PR #616, opened 2015-11-10
SERVICES-1008 add asynchronous calls to other services in UserRegistr…

sqreek:
This PR provide Asynchronous calls in UserRegistrationResource for postcreation commands.
Those calls are:
Call to helios for token
Call to SendConfirmationEmailService
Call to update antispoof
ping @Wikia/services-team


service/user-registration/src/main/java/com/wikia/services/userregistration/service/PhalanxService.java
```diff
@@ -4,7 +4,7 @@
 
 public class PhalanxService implements AntiSpoofService{
```
nmonterroso: I think these are two distinct things. Phalanx is the Scala app, but AntiSpoof happens inside MediaWiki.

nmonterroso:
Should updating `user-preferences` be part of this?

Also I wonder if we need to explicitly block user registration when updating anti spoof, user-preferences, or sending a confirmation email fails. To me, these are important parts of user-creation, but shouldn't block a user from registering and using Wikia.

service/user-registration/src/main/java/com/wikia/services/userregistration/resources/UserRegistrationResource.java
```diff
@@ -59,9 +69,30 @@ public Response users(RegistrationData registrationData) {
...
 
-    return Response.ok(response).cookie(cookie).build();
+    try {
+      isAntiSpoofServiceUpdated.get();
+      isConfirmationEmailSend.get();
+      return Optional.of(token.get());
+    } catch (InterruptedException | ExecutionException e) {
+      LOGGER.error("Post creation commands occur exception", e);
+      return Optional.empty();
+    }
```
drsnyder: Is there any cleanup required of the thread pool?

ArturKlajnerok:
I think that for this use case we should use a solid async http client like: https://github.com/AsyncHttpClient/async-http-client instead of introducing concurrency logic in the registration resource.

PR #618, opened 2015-11-10
Support Multiple Gateway Dependencies

nmonterroso:
@Wikia/services-team 

Using `@Provides` in `ServiceProviderModule` did not allow for multiple installations of the `ServiceProviderModule`, which is what we want to do in the `user-registration` service since it has dependencies on multiple gateways. I chose to change this to use a `Provider` class rather than pushing the dependency on `ServiceGatewayModule` onto the applications, since that shouldn't be their concern.


ArturKlajnerok:
Ltgm :+1:

PR #619, opened 2015-11-11
[SERVICES-990] Set preferences for new user.

ArturKlajnerok:
Added `RegistrationService` that should combine all logic connected to registration process, also sets preferences for new user. Also did additional small refactor.

/cc @Wikia/services-team


service/user-registration/build.gradle
```diff
@@ -14,6 +14,7 @@ dependencies {
     compile project(':lib:service-gateway:user-preference-gateway')
     compile project(':lib:dropwizard:databases:db-jooq')
     compile project(":lib:jooq:jooq-wikicities")
+    compile project(':lib:service-gateway:user-preference-gateway')
```
nmonterroso: This is already added above, so we can remove this redundant line :)

service/user-registration/src/main/java/com/wikia/services/userregistration/guice/UserRegistrationModule.java
```diff
@@ -27,9 +27,9 @@ protected void configure() {
     bind(ConfirmationEmailService.class).to(AppEmailService.class);
     bind(AntiSpoofService.class).to(PhalanxService.class);
     bind(TokenService.class).to(HeliosService.class);
-    bind(UsersStorageService.class).to(MwUsersStorageService.class);
     bind(StoredUsers.class).to(StoredUsersDAO.class);
     bind(PasswordHashService.class).to(MwPasswordHashService.class);
+    bind(UserPreferenceGateway.class).to(UserPreferenceGatewayImpl.class);
```
nmonterroso: I think the service doesn't need to be concerned with doing this explicit binding, since the implementation is hidden behind the `UserPreferenceGateway` interface that this specific application shouldn't have to know. 

Instead we should add an instance of `UserPreferenceGatewayModule` to the `Application` class's list of installed modules. There's another dependency (`ServiceGatewayModule`) that `UserPreferenceGatewayModule` installs that's required for the service resolution to work.

service/user-registration/src/main/java/com/wikia/services/userregistration/service/RegistrationService.java
```diff
@@ -0,0 +1,114 @@
...
+import javax.inject.Inject;
+import javax.ws.rs.InternalServerErrorException;
+
+public class RegistrationService {
+
+  private static final String PREFERENCES_API_BAD_REQUEST_MSG = "Bad request to user preferences API.";
+  private static final String PREFERENCES_API_UNAVAILABLE_MSG = "User preferences API is unavailable.";
+  private static final Logger LOGGER = LoggerFactory.getLogger(RegistrationService.class);
+
+  private static final String LANGUAGE_CODE_DEFAULT = "en";
```
nmonterroso: Hm, a lot of these constants exist in `RegistrationData` and `Fields` right now. We should consolidate on where we reference them from.

service/user-registration/src/main/java/com/wikia/services/userregistration/service/RegistrationService.java
```diff
@@ -0,0 +1,114 @@
...
+      LOGGER.error(PREFERENCES_API_BAD_REQUEST_MSG, e);
+      throw new InternalServerErrorException();
+    } catch (GatewayException e) {
+      LOGGER.error(PREFERENCES_API_UNAVAILABLE_MSG, e);
+      throw new InternalServerErrorException();
+    }
+  }
+
+  private String getLanguageCodeFromData(RegistrationData registrationData) {
+    if (registrationData.getLangCode().isEmpty()) {
```
nmonterroso: It should be impossible for the language code to be empty. It's validated by `@NotEmpty` and it has a default of `en`

service/user-registration/src/main/java/com/wikia/services/userregistration/service/RegistrationService.java
```diff
@@ -0,0 +1,114 @@
...
+      return LANGUAGE_CODE_DEFAULT;
+    }
+    return registrationData.getLangCode();
+  }
+
+  private String getMarketingAllowedFromData(RegistrationData registrationData) {
```
nmonterroso: the bean validation takes care of ensuring that this is either `"1"` or `"0"`, so we shouldn't have to do any additional validation here.

service/user-registration/src/test/java/com/wikia/services/userregistration/helpers/TestHelper.java
```diff
@@ -5,23 +5,41 @@
 
 import org.joda.time.DateTime;
 import org.joda.time.format.DateTimeFormat;
+import org.joda.time.format.DateTimeFormatter;
 
 import java.sql.Date;
 
 public class TestHelper {
 
+  public static final DateTimeFormatter FMT = DateTimeFormat.forPattern("yyyyMMddHHmmss");
```
nmonterroso: Since this is repeated in `RegistrationService. getUserFromRegistrationData`, should this be a constant in that class?

nmonterroso:
some comments otw lgtm

service/user-registration/src/test/java/com/wikia/services/userregistration/helpers/TestHelper.java
ArturKlajnerok: Moved in : 1c86167

service/user-registration/src/main/java/com/wikia/services/userregistration/service/RegistrationService.java
ArturKlajnerok: Removed : 452196b

service/user-registration/src/main/java/com/wikia/services/userregistration/service/RegistrationService.java
ArturKlajnerok: Removed : 452196b

service/user-registration/build.gradle
ArturKlajnerok: Removed : 452196b

service/user-registration/src/main/java/com/wikia/services/userregistration/service/RegistrationService.java
ArturKlajnerok: Removed : c336ee2

service/user-registration/src/main/java/com/wikia/services/userregistration/guice/UserRegistrationModule.java
ArturKlajnerok: Removed: e0074f1

service/user-registration/src/main/java/com/wikia/services/userregistration/service/RegistrationService.java
```diff
@@ -0,0 +1,95 @@
...
+    return User.builder()
+        .name(registrationData.getUsername())
+        .birthDate(new Date(registrationData.getBirthdate().getMillis()))
+        .email(registrationData.getEmail())
+        .passwordHash(hashService.hash(registrationData.getPassword()))
+        .registrationTime(DATE_TIME_FMT.print(DateTime.now()))
+        .build();
+  }
+
+  private void setUserPreferences(String userId, RegistrationData registrationData) {
```
sqreek: Is this should be separated and async?
ping @Wikia/services-team

nmonterroso: I don't think we should manage our own concurrency here. If we want to do this concurrently, it should be part of the generated client. We have a ticket to do that here: https://wikia-inc.atlassian.net/browse/SERVICES-920

sqreek: ok, but I think logic about user-preference request should be separated from logic of create new user in database

PR #620, opened 2015-11-12
UserRegistrationData validation

nmonterroso:
@Wikia/services-team 
https://wikia-inc.atlassian.net/browse/SERVICES-989

Provide a way to validate registration data input from the user using the [Hibernate Validator](http://hibernate.org/validator/). Most constraints are out-of-the-box, but I had to introduce constraints for being less than 13 years old, having the username be equal to the password, and having a string not match a pattern (for username matching an IP address or having invalid characters)


nmonterroso:
Tests for `:service:user-registration` pass, but more projects will be tested since the check is done against `master`. since this merge is only to the `SERVICES-973_User_Registration_Service` branch we shouldn't block merging if other tests fail.

service/user-registration/src/main/java/com/wikia/services/userregistration/domain/RegistrationData.java
```diff
@@ -1,26 +1,108 @@
...
-  private String langCode;
+  @Length(max= MAX_LANGUAGE_CODE_LENGTH, message = LANGUAGE_CODE_TOO_LONG)
+  @JsonProperty(value = Fields.LANGUAGE_CODE, defaultValue = Fields.LANGUAGE_CODE_DEFAULT)
+  private String langCode = Fields.LANGUAGE_CODE_DEFAULT;
 
-  @JsonProperty("marketingallowed")
-  private String marketingAllowed;
+  @OneOf(value = {"0", "1"}, message = MARKETING_ALLOWED_INVALID)
+  @JsonProperty(value = Fields.MARKETING_ALLOWED, defaultValue = Fields.MARKETING_ALLOWED_DEFAULT)
+  private String marketingAllowed = Fields.MARKETING_ALLOWED_DEFAULT;
```
drsnyder: :+1: declarative

nmonterroso:
Tests have timed out ~5 times in a row now. They pass locally.

service/user-registration/src/main/resources/banner.txt
```diff
@@ -1,8 +1,19 @@
...
+        ( //) |        \///      |     \     \
+      ( / /) _|_ /   )  //       |      \     _\
+    ( // /) '/,_ _ _/  ( ; -.    |    _ _\.-~        .-~~~^-.
+  (( / / )) ,-{        _      `-.|.-~-.           .~         `.
+ (( // / ))  '/\      /                 ~-. _ .-~      .-~^-.  \
+ (( /// ))      `.   {            }                   /      \  \
+  (( / ))     .----~-.\        \-'                 .~         \  `. \^-.
+             ///.----..>        \             _ -~             `.  ^-`  ^-_
+               ///-._ _ _ _ _ _ _}^ - - - - ~                     ~-- ,.-~
+                                                                  /.-~
```
drsnyder: WHOA!

drsnyder:
LGTM
It's nice to be able to do this declaratively. Even though the parameter list is so few it's still nice to see the constraints in one place.

service/user-registration/src/main/resources/banner.txt
nmonterroso: YES WE ARE IN THE FUTURE

PR #622, opened 2015-11-13
SOC-1518 Use Parse to send push notifications

jsutterfield:
This PR creates a Parse client which is used to send push notifications. The client is injected into the `NotificationResource`, and used by the `POST` endpoint.

The [updated README](https://github.com/Wikia/pandora/compare/SOC-1518?expand=1&name=SOC-1518&short_path=01dc88c#diff-01dc88ccd87414c197fd5a7b7a601ff9) gives a more in-depth explanation about what's needed to send these notifications via Parse and how this PR implements those requirements.

Ticket: https://wikia-inc.atlassian.net/browse/SOC-1518


service/notification/src/main/java/com/wikia/services/notification/domain/ParseKey.java
```diff
@@ -0,0 +1,15 @@
...
+
+public class ParseKey {
+
+  public static final String APP_ID_HEADER = "X-Parse-Application-Id";
+  public static final String API_KEY_HEADER = "X-Parse-REST-API-Key";
+
+  public final String apiKey;
+  public final String appId;
+
+  public ParseKey(String apiKey, String appId) {
```
jsutterfield: I made these resemble C-style structs rather than JavaBean because of [this recommendation](https://github.com/cxxr/better-java#structs_

service/notification/src/test/java/com/wikia/services/notification/resources/NotificationResourceTest.java
```diff
@@ -1,78 +1,105 @@
...
+    Response response = RULE.client().target(NOTIFY_PATH).request().post(
+        Entity.entity(fixture(FIXTURES_INVALID_SOURCE_ID), MediaType.APPLICATION_JSON_TYPE)
+    );
+
+    assertThat(response.getStatusInfo().getStatusCode())
+        .isEqualTo(Response.Status.BAD_REQUEST.getStatusCode());
+  }
 
   @Test
-  public void notifySuccess() {
```
jsutterfield: Since these original `notifySuccess` and `notifyValidationFail` are integration tests, I moved them into `NotificationResourceIntegrationTest`.

service/notification/src/test/resources/fixtures/trivialNotification.json
```diff
@@ -1,9 +1,9 @@
 {
-  "sourceId": "0",
+  "sourceId": 0,
   "sourceType": "",
-  "objectId": "0",
+  "objectId": 0,
   "objectType": "",
   "action": "",
-  "targetUser": "1",
+  "targetUser": 27204647,
```
jsutterfield: This is the test user I created: NotificationServiceTester.

armonr: Let's try to use strings and not numbers here: https://one.wikia-inc.com/wiki/User_blog:Charles_Miller/Don%27t_use_numbers_as_IDs_in_your_API

service/notification/src/main/resources/notification.yaml
```diff
@@ -45,3 +45,15 @@ swaggerConfiguration:
...
+  connectionTimeout: 2s
+  timeToLive: 1h
+  cookiesEnabled: false
+  maxConnections: 1024
+  maxConnectionsPerRoute: 1024
+  keepAlive: 0ms
+  retries: 0
+  userAgent: notification (dropwizard)
+parseApiUrl: ${PARSE_API_URL}
+parseKeys: ${PARSE_KEYS}
```
armonr: Missing default values

service/notification/src/main/java/com/wikia/services/notification/client/ParseClient.java
```diff
@@ -0,0 +1,67 @@
...
+  }
+
+  public boolean sendPush(Notification notification, ParseKey parseKey) throws IOException {
+    boolean success = true;
+    HttpResponse response = httpClient.execute(getPreparedPost(notification, parseKey));
+
+    int statusCode = response.getStatusLine().getStatusCode();
+    if (statusCode != Response.Status.OK.getStatusCode()) {
+      success = false;
+      LOGGER.warn(String.format(FAILED_PUSH_MESSAGE, notification.getMessage(),
```
armonr: Is this just a warning or an error if a notification fails?

service/notification/src/main/java/com/wikia/services/notification/client/ParseClient.java
```diff
@@ -0,0 +1,67 @@
...
+import javax.ws.rs.core.Response;
+
+public class ParseClient {
+
+  private static final Logger LOGGER = LoggerFactory.getLogger(ParseClient.class);
+
+  private final static String FAILED_PUSH_MESSAGE =
+      "Failed to send push notification. Message: \"%s\", user_id: %d, ParseResponse: \"%s\"";
+  private final static String PAYLOAD_TEMPLATE =
+      "{\"where\": {\"user_id\": \"%d\"}, \"data\": {\"alert\": \"%s\"}}";
```
armonr: This is simple enough right now, but later should probably be a json template.

service/notification/src/main/java/com/wikia/services/notification/resources/NotificationResource.java
```diff
@@ -47,11 +60,19 @@
   public Response sendNotification(
       @ApiParam(value = "Notification json", required = true, name = "notification")
       @Valid Notification notification,
-      @Context UriInfo uriInfo) {
+      @Context UriInfo uriInfo) throws IOException {
+
+    Optional<ParseKey> parseKey = parseKeyService.get(notification.getSourceId());
+
+    if (!parseKey.isPresent()) {
```
armonr: It's better to use map/OrElse

service/notification/src/test/java/com/wikia/services/notification/client/ParseClientTest.java
```diff
@@ -0,0 +1,74 @@
...
+  private static final HttpEntity ENTITY = mock(HttpEntity.class);
+  private static final String PARSE_API_URL = "http://localhost";
+  private static final ParseClient PARSE_CLIENT = new ParseClient(HTTP_CLIENT, PARSE_API_URL);
+
+  private static final String NOTIFICATION_FIXTURE = "fixtures/trivialNotification.json";
+  private static final ParseKey PARSE_KEY = new ParseKey("AppId", "dApiKey");
+
+  private Notification notification;
+
+  private Notification getNotificationInputFromFixture()
```
armonr: This can get the fixture name as a parameter and each test can call it separately rather than done in setup. If a test needs to use a different fixture, this cannot be used.

service/notification/src/test/resources/fixtures/invalidLongMessageNotification.json
```diff
@@ -0,0 +1,10 @@
+{
+  "id": 0,
+  "sourceId": 0,
+  "sourceType": "",
+  "objectId": 0,
+  "objectType": "",
+  "action": "",
+  "targetUser": 0,
+  "message": "This message is too long. The limit is 100 characters. This one is 165 characters. Clearly this is a rambly message, which wouldn't work very well as a notification."
```
armonr: @garthwebb: Is 100 a good limit? Originally, I picked this number arbitrarily :game_die:

service/notification/src/main/java/com/wikia/services/notification/resources/NotificationResource.java
garthwebb: In this case though, wouldn't it be better to *not* use `Optional` since parseKey doesn't seem to be optional (e.g. we return an error if its not present)?  Seems like we should just do:
```java
ParseKey parseKey = parseKeyService.get(notification.getSourceId());
if (parseKey == null) {
...
```

service/notification/README.md
```diff
@@ -1,14 +1,65 @@
 # Notification
-The notification service will act as a gateway for internal services that want to send push notifications or emails. The first stage will focus specifically on push notifications. For more information, see the [planning docs](https://one.wikia-inc.com/wiki/Engineering/Services/Notification/Planning) 
+The notification service will act as a gateway for internal services that want to send push
+notifications or emails. The first stage will focus specifically on push notifications.
+For more information, see the [planning docs](https://one.wikia-inc.com/wiki/Engineering/Services/Notification/Planning) 
 
 # API Docs
-Please add information about resources and what they provide
+The best way to explore the API is to visit the swagger interactive documentation. To access that 
+documentation, first start the server (see "To run the server" below), then browse to [localhost:8080/swagger]
```
garthwebb: I think this link needs a URL portion with a protocol to be linked, e.g., 
```
[localhost:8080/swagger](http://localhost:8080/swagger)
```

service/notification/src/main/java/com/wikia/services/notification/resources/NotificationResource.java
armonr: [`Optional`](https://docs.oracle.com/javase/8/docs/api/java/util/Optional.html)'s job is just that: to eliminate the need to explicitly compare things to null and at the same time provides a "functional" interface which is nice to use.

service/notification/src/test/resources/fixtures/invalidLongMessageNotification.json
garthwebb: Maybe up it a bit.  I can see on my iPhone that the notification center seems to show up to about 150 characters before it shows ellipsis. Additionally, the internets say (http://stackoverflow.com/questions/9487223/what-is-the-maximum-number-of-characters-that-can-be-displayed-in-android-push-n) that iPhone has a limit of about 2k bytes and Andriod is 4k bytes.

Also, not sure if your check is looking at bytes or characters, but should make sure to look at characters.  Given the above I'd say maybe 250 characters (up to 500 bytes for wide characters)

service/notification/src/main/java/com/wikia/services/notification/resources/NotificationResource.java
garthwebb: I'm not sure about that.  `Optional` is to help manage values that aren't required for the code to continue; it allows chaining together data processing commands or allows more readable ways to say what should happen if there happens to be a value.

Here not having `parseKey` is an error condition; there's no advantage to wrapping it in an optional just to switch a `== null` for `isPresesnt()`.  Where as it eliminates boilerplate code for optional values, it adds boiler plate for values that are required.

Note what the Oracle docs say in the conclusion on their article about `Optional`:
```
The purpose of Optional is not to replace every single null reference in your codebase but rather to help design better APIs in which—just by reading the signature of a method—users can tell whether to expect an optional value.
```

service/notification/src/main/java/com/wikia/services/notification/client/ParseClient.java
```diff
@@ -0,0 +1,67 @@
...
+    this.httpClient = httpClient;
+    this.parseApiUrl = parseApiUrl;
+  }
+
+  public boolean sendPush(Notification notification, ParseKey parseKey) throws IOException {
+    boolean success = true;
+    HttpResponse response = httpClient.execute(getPreparedPost(notification, parseKey));
+
+    int statusCode = response.getStatusLine().getStatusCode();
+    if (statusCode != Response.Status.OK.getStatusCode()) {
```
garthwebb: Would it be possible to simplify this to:
```java
if (response.getStatusLine() != Response.Status.OK) {
    ...
}
```
It doesn't look like they're the same type of thing though... I'll just note that it makes me super sad for some reason to see all of these superfluous `getStatusCode()` calls that don't really seem to add much value.

service/notification/src/test/resources/fixtures/invalidLongMessageNotification.json
armonr: Cool. And [`@Size#max`](http://docs.oracle.com/javaee/6/api/javax/validation/constraints/Size.html#max()) should be by character count.

service/notification/src/main/java/com/wikia/services/notification/resources/NotificationResource.java
armonr: Sure, it would not be of much use to introduce an Optional in the same scope that it gets inspected, for example, but it still adds value if the variable in question is getting passed around, IMO. Having said that, feel free to remove it here.

service/notification/src/main/java/com/wikia/services/notification/client/ParseClient.java
garthwebb: I think this is fine as a warning until this service matures.  At some point it should be the Notification services' job to re-queue this notification if it fails but right now the infrastructure doesn't exist to handle this.  Once we get some kind of queue up in here, we can add retry logic.

In any case however, its not the client's problem (the discussion service in this case) if something goes wrong. It simply needs to emit events and let them find their way to the user.  We should only really return Server errors from the notification service itself, not one of its dependent services.

armonr: Agreed. Just to clarify, I meant to suggest using `LOGGER.error()` instead.

service/notification/src/main/java/com/wikia/services/notification/resources/NotificationResource.java
garthwebb: Actually I think there are great uses of `Optional` in the same scope that you've already shown in other code, e.g. `.map().orElse()` for getting default values.  I just wanted to point out that declaring something Optional that's actually required is not very semantic, and doesn't give you the benefits that you'd get if it were really optional. Anyway time to stop beating a dead :horse:

service/notification/src/main/java/com/wikia/services/notification/client/ParseClient.java
garthwebb: Sounds good.  Only other thing to note is that changing this to `error()` fires up the P3 generator if we get here.  Not saying that's good or bad, but something to consider :)

armonr: I was not aware of P3 generation. Sure, warning it is, until failure tolerance is lowered to the P3 level :smile_cat:

garthwebb:
Other than a change to the Markdown and a few notes, LGTM

service/notification/src/main/resources/notification.yaml
jsutterfield: I don't think these actually need default values. They're required fields. The service shouldn't run without them.

service/notification/src/test/resources/fixtures/trivialNotification.json
jsutterfield: :+1:

armonr:
LGTM!

PR #623, opened 2015-11-13
SOC-1506 Block check from permissions to before permission and roles are added in post response

armonr:
This is a temporary solution; as permission service evolves, this check will not remain clunky and inefficient.
* Adds functionality in the service to be able to check block status
* Utilizes the function in one place to limit permission emission in the response to the unblocked
* More places will need to use this soon...

/CC @garthwebb  @jsutterfield 

https://wikia-inc.atlassian.net/browse/SOC-1506


service/discussion/src/main/java/com/wikia/discussionservice/services/UserPermissionServiceImpl.java
```diff
@@ -49,6 +54,37 @@ public UserPermissionServiceImpl(
...
+      httpGet.addHeader(GATEWAY_USER_ID_HEADER, userId);
+      httpClient.execute(httpGet);
+      response = httpClient.execute(httpGet);
+
+      int statusCode = response.getStatusLine().getStatusCode();
+      if (statusCode == Response.Status.NOT_FOUND.getStatusCode()) {
+        return Boolean.TRUE;
+      } else if (statusCode == Response.Status.OK.getStatusCode()) {
+        Optional<ClientUserPermission> permissionOptional = createPermissionFromResponse(response);
+        return permissionOptional.map(ClientUserPermission::getUserIsBlocked)
```
garthwebb: Where is `getUserIsBlocked` defined?

service/discussion/src/main/java/com/wikia/discussionservice/services/UserPermissionServiceImpl.java
```diff
@@ -94,10 +130,31 @@ private String getPermissionURL(String userId, String wikiId) {
...
+   * @param response CloseableHttpClient
+   * @return Optional <ClientUserPermission>
+   * @throws IOException
+   */
+  private Optional<ClientUserPermission> createPermissionFromResponse(
+      CloseableHttpResponse response)
+      throws IOException {
+    String responseContent = EntityUtils.toString(response.getEntity());
+    ObjectMapper mapper = new ObjectMapper();
+    return Optional.of(mapper.readValue(responseContent, ClientUserPermission.class));
```
jsutterfield: Does this have to return an `Optional`? We can either successful deserialize a `CilentUserPermission` object, or this throws an IOException, right? Is it possible for this method to return an empty `Optional`?

service/discussion/src/main/java/com/wikia/discussionservice/services/UserPermissionServiceImpl.java
armonr: Lambok's [`@Data`](https://projectlombok.org/features/Data.html) takes care of adding boilerplate getters and setters.

service/discussion/src/main/java/com/wikia/discussionservice/services/UserPermissionServiceImpl.java
armonr: It is always possible there maybe empty or missing fields as far as this code is concerned. I don't think that quite fits in `IOException` more than an invalid API response.

armonr:
Closing. Need to retarget...

armonr:
#645

PR #1396, opened 2022-03-18
Flag to Generate without ResponseBase Sub-Types

alzimmermsft:
Adds a feature flag that enables operations with strongly-typed headers to return `ResponseBase` instead of the named `ResponseBase` sub-class. This change enables a code simplification in `azure-core` when constructing responses to no longer need to reflection to access the constructor of the `ResponseBase` sub-class and can instead instantiate `ResponseBase` directly. Additionally, this allows for smaller package sizes as the named type will no longer need to be generated.


extension-base/src/main/java/com/azure/autorest/extension/base/plugin/JavaSettings.java
```diff
@@ -145,7 +145,8 @@ public static JavaSettings getInstance() {
                 getBooleanValue(host, "use-default-http-status-code-to-exception-type-mapping", false),
                 host.getValue(new TypeReference<Map<Integer, String>>() {}.getType(),
                     "http-status-code-to-exception-type-mapping"),
-                getBooleanValue(host, "partial-update", false)
+                getBooleanValue(host, "partial-update", false),
+                getBooleanValue(host, "no-named-response-types", false)
```
weidongxu-microsoft, line 149: Emm, possible for a better name? `generic-response-type`?
Word `no` seems a bit strange to me.

Off-topic, we might want to maintain some guide on collection of recommended options for vanilla SDK. Even I do not know what best to choose if I want to make an vanilla SDK.

weidongxu-microsoft (approved):

javagen/src/main/java/com/azure/autorest/template/ResponseTemplate.java
```diff
@@ -17,47 +18,58 @@
...
 
         javaFile.declareImport(imports);
 
-        String classSignature = isStreamResponse ? String.format("%1$s extends %2$s implements Closeable", response.getName(), restResponseType) : String.format("%1$s extends %2$s", response.getName(), restResponseType);
+        String classSignature;
+        if (isStreamResponse) {
+            classSignature = String.format("%1$s extends %2$s implements Closeable", response.getName(),
+                restResponseType);
+        } else if (settings.isNoNamedResponseTypes()) {
+            classSignature = restResponseType.toString();
```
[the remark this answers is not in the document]
alzimmermsft: I believe that is correct, if there is no response type the `ResponseTemplate` isn't used. I had a hard time myself figuring that out as well.

extension-base/src/main/java/com/azure/autorest/extension/base/plugin/JavaSettings.java
weidongxu-microsoft: Great. It is not urgent and not even need to be very detail. It would be already great if it works a reminder for us.

Just a note, I put the default flags in DPG at its readme (low-level-client).
https://github.com/Azure/autorest.java/blob/main/preprocessor/readme.md

And made a simple doc for potential service team working on it.
https://github.com/Azure/autorest.java/blob/main/docs/generate/dataplane.md

Of course vanilla would likely take a different format for all these.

☆ ☆ ☆

Scan the entries above for the word "though". Report the lines that hold it.

It's nice to be able to do this declaratively. Even though the parameter list is so few it's still nice to see the constraints in one place.
garthwebb: In this case though, wouldn't it be better to *not* use `Optional` since parseKey doesn't seem to be optional (e.g. we return an error if its not present)?  Seems like we should just do:
It doesn't look like they're the same type of thing though... I'll just note that it makes me super sad for some reason to see all of these superfluous `getStatusCode()` calls that don't really seem to add much value.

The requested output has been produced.